The task – Using the lines below, work out the count of those that hold "testing". Give the number only.
*** Data in this exercise
PR #912, opened 2022-09-15
ocrd_cli_wrap_processor: no sys.argv or sys.exit

### LINKED ISSUE #911: ocrd_cli_wrap_processor: reference to sys.argv is wrong
https://github.com/OCR-D/core/blob/71d295ac1fccbeb4164e230bd584e1920b9ab3c8/ocrd/ocrd/decorators/__init__.py#L39-L41

This makes the CLI wrapper behave non-functionally. It _usually_ still works (because click itself of course uses `sys.argv`), but fails with things like `click.testing.CliRunner`.

IMO the only correct way of testing for empty arguments is by checking all named kwargs for non-emptiness and then `kwargs` itself.

bertsky:
Fixes #911

### DIFF
--- a/ocrd/ocrd/decorators/__init__.py
+++ b/ocrd/ocrd/decorators/__init__.py
@@ -1,4 +1,5 @@
 from os.path import isfile
+import sys
 
 import click
 
@@ -38,7 +39,7 @@ def ocrd_cli_wrap_processor(
     if not (mets or working_dir or 
             dump_json or dump_module_dir or help or version or show_resource or list_resources):
         processorClass(workspace=None, show_help=True)
-        return 1
+        sys.exit(1)
     if dump_json or dump_module_dir or help or version or show_resource or list_resources:
         processorClass(
             workspace=None,
@@ -49,7 +50,7 @@ def ocrd_cli_wrap_processor(
             show_resource=show_resource,
             list_resources=list_resources
         )
-        return
+        sys.exit(0)
     else:
         initLogging()
         LOG = getLogger('ocrd_cli_wrap_processor')
--- a/ocrd/ocrd/decorators/__init__.py
+++ b/ocrd/ocrd/decorators/__init__.py
@@ -1,5 +1,4 @@
 from os.path import isfile
-import sys
 
 import click
 
@@ -36,9 +35,10 @@ def ocrd_cli_wrap_processor(
     list_resources=False,
     **kwargs
 ):
-    if not sys.argv[1:]:
+    if not (mets or working_dir or 
+            dump_json or dump_module_dir or help or version or show_resource or list_resources):
         processorClass(workspace=None, show_help=True)
-        sys.exit(1)
+        return 1
     if dump_json or dump_module_dir or help or version or show_resource or list_resources:
         processorClass(
             workspace=None,
@@ -49,7 +49,7 @@ def ocrd_cli_wrap_processor(
             show_resource=show_resource,
             list_resources=list_resources
         )
-        sys.exit()
+        return
     else:
         initLogging()
         LOG = getLogger('ocrd_cli_wrap_processor')


ocrd/ocrd/decorators/__init__.py
```diff
@@ -36,9 +35,10 @@ def ocrd_cli_wrap_processor(
     list_resources=False,
     **kwargs
 ):
-    if not sys.argv[1:]:
+    if not (mets or working_dir or
```
kba, line 38: Agreed, that is more robust.

ocrd/ocrd/decorators/__init__.py
```diff
@@ -36,9 +35,10 @@ def ocrd_cli_wrap_processor(
     list_resources=False,
     **kwargs
 ):
-    if not sys.argv[1:]:
+    if not (mets or working_dir or 
+            dump_json or dump_module_dir or help or version or show_resource or list_resources):
         processorClass(workspace=None, show_help=True)
-        sys.exit(1)
```
kba, line 41: Why remove the sys.exit? They can still be caught (`except SystemExit`) in tests but with a return value, processors will need to adapt their CLI wrapping code.

kba (changes requested):

ocrd/ocrd/decorators/__init__.py
bertsky: Yes, I was probably mistaken about that. CliRunner surely can handle (i.e. catches) SystemExit, and merely returning may not be the right thing in all contexts.

bertsky: I have reverted that bit.

bertsky:
I'm puzzled why `test_processor_no_mets` no longer works. It seems to fall through in `ocrd_cli_wrap_processor` to the processing case when calling `tests.base.TestCase.invoke_cli` with `[]` as args. But that should just delegate to the decorated's [main](https://click.palletsprojects.com/en/7.x/api/?highlight=clirunner#click.BaseCommand.main), which should parse all kwargs with their defaults and thus make the first case condition true...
******
Reply to the exercise – 2